● **PROBLEM TO SOLVE**
For the material below, return exactly the lines starting at the line containing "reviews are fixed." and ending at the line containing "the first review:**", both ends included, and no others.

● **DATA SHOWN**
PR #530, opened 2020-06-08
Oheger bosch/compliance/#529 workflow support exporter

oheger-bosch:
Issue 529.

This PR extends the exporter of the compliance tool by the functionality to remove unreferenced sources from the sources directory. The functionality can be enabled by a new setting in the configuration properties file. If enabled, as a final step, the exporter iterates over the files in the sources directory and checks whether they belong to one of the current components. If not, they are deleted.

* * *

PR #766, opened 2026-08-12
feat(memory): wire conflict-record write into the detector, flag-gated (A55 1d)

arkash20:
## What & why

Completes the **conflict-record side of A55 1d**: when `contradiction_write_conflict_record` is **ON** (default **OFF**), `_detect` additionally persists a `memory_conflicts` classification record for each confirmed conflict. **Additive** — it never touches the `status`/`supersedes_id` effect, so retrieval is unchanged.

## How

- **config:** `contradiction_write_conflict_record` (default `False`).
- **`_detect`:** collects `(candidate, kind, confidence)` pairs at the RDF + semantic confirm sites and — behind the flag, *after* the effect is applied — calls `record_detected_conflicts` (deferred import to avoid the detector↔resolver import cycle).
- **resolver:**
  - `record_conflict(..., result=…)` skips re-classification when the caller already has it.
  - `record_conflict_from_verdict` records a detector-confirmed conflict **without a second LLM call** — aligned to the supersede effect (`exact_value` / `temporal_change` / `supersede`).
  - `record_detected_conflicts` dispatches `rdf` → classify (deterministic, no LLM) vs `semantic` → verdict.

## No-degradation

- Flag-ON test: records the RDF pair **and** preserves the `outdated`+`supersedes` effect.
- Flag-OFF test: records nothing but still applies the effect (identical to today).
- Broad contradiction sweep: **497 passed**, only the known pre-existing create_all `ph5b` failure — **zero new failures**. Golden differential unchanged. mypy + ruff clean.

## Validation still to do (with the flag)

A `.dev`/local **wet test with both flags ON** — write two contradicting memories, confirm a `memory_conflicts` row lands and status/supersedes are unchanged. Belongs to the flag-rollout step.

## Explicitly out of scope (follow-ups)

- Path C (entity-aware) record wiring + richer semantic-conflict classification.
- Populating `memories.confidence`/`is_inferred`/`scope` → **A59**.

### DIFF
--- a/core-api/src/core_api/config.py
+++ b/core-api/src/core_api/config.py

---

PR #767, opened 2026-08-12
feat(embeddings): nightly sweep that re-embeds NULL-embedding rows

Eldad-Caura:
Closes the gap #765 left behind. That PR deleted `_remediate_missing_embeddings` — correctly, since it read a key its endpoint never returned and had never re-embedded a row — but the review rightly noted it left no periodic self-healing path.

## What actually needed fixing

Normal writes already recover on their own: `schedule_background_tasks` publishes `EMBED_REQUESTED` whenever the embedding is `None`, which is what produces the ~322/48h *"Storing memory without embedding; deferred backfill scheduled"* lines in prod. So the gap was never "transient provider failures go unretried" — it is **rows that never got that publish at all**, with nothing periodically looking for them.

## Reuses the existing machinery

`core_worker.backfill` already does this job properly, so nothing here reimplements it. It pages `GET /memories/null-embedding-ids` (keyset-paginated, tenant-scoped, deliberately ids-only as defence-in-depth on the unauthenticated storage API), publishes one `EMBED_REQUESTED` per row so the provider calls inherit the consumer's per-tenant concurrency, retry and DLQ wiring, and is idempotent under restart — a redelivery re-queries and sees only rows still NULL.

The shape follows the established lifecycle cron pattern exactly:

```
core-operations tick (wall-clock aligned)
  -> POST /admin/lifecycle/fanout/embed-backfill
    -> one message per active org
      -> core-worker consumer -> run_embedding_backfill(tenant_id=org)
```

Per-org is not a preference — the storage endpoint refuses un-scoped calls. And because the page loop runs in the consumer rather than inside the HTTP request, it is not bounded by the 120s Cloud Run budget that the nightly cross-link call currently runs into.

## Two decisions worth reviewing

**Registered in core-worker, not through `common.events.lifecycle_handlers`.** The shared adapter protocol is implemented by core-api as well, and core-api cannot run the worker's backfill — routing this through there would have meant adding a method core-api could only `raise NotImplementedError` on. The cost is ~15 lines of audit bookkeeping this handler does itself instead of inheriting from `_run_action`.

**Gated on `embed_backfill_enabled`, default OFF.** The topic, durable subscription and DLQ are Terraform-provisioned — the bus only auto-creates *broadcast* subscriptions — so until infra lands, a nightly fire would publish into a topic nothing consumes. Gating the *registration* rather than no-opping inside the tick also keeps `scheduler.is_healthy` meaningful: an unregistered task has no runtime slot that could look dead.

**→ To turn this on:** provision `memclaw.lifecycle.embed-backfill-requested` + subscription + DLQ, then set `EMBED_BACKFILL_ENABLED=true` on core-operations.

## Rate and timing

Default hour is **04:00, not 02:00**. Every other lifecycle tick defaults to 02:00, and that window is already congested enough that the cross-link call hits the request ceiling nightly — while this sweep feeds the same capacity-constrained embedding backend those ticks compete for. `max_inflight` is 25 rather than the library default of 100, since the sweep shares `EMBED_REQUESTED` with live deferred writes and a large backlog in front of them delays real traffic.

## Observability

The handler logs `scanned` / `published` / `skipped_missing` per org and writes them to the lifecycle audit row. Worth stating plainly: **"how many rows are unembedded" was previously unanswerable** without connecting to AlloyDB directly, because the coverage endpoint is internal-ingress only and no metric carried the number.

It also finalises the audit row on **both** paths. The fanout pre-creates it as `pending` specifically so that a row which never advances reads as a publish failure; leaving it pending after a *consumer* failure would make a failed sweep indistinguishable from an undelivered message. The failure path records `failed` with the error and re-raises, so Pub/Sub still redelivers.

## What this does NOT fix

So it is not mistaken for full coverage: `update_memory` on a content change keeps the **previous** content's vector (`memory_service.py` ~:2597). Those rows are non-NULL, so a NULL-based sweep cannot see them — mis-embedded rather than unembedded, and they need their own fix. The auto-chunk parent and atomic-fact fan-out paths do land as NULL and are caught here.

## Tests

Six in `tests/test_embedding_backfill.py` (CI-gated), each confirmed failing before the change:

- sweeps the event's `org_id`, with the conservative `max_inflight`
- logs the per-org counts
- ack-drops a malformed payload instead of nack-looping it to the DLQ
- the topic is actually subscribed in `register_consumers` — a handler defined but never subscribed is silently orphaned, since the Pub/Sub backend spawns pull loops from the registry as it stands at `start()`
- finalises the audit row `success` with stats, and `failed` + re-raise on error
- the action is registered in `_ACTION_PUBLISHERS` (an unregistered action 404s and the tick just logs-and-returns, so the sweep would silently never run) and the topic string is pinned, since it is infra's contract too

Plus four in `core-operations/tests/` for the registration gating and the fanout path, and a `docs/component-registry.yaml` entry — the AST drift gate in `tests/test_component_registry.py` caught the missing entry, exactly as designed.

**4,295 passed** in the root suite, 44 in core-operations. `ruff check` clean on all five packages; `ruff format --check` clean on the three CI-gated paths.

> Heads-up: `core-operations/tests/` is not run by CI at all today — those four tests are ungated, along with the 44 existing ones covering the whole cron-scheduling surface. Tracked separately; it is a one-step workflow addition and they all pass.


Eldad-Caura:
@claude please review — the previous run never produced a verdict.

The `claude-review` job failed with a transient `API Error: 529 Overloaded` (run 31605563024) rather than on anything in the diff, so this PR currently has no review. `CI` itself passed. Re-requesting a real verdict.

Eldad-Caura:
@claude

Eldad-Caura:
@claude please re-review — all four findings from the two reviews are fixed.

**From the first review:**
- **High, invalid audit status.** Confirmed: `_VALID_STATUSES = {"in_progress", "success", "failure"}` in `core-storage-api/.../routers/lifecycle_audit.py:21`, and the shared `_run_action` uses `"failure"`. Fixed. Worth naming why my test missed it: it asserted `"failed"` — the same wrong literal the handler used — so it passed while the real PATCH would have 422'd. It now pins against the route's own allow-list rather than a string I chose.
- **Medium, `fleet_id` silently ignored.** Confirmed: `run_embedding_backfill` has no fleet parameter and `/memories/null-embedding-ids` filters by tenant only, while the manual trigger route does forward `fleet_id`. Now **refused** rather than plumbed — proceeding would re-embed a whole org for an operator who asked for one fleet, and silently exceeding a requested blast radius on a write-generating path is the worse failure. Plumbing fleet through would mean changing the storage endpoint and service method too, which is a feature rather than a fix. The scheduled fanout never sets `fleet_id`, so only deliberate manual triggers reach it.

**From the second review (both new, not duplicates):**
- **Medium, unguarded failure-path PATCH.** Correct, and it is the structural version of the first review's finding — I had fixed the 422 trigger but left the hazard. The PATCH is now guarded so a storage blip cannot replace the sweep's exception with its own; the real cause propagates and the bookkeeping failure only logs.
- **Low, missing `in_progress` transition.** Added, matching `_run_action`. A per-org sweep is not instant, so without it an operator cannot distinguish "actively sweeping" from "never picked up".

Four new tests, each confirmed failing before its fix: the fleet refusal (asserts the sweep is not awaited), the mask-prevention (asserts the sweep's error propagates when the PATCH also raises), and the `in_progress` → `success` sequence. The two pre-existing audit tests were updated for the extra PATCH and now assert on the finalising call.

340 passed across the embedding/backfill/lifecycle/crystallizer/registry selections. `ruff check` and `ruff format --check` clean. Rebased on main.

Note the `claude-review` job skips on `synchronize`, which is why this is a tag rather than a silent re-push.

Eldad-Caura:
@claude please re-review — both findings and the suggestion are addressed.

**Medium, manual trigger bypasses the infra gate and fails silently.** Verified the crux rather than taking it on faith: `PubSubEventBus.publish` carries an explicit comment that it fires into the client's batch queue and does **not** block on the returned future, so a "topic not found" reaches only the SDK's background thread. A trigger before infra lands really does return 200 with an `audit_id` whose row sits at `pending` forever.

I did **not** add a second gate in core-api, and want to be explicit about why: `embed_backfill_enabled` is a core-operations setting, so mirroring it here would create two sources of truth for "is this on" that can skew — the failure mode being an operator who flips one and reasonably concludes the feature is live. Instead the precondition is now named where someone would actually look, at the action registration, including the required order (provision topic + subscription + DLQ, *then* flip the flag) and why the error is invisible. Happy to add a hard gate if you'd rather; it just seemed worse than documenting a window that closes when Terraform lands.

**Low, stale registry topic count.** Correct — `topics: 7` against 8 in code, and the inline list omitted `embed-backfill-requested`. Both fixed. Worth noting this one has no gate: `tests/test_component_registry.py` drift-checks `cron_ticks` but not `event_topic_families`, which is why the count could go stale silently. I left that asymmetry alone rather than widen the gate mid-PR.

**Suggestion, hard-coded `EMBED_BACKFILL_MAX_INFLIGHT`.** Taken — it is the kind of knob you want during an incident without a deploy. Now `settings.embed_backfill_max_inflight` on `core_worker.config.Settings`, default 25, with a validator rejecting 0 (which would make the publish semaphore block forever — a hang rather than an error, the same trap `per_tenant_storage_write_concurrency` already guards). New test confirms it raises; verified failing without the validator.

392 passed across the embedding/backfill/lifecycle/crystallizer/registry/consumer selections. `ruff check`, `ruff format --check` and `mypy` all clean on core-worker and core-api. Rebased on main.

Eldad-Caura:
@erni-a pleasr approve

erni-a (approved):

● **ANSWER AREA**
@claude please re-review — all four findings from the two reviews are fixed.

**From the first review:**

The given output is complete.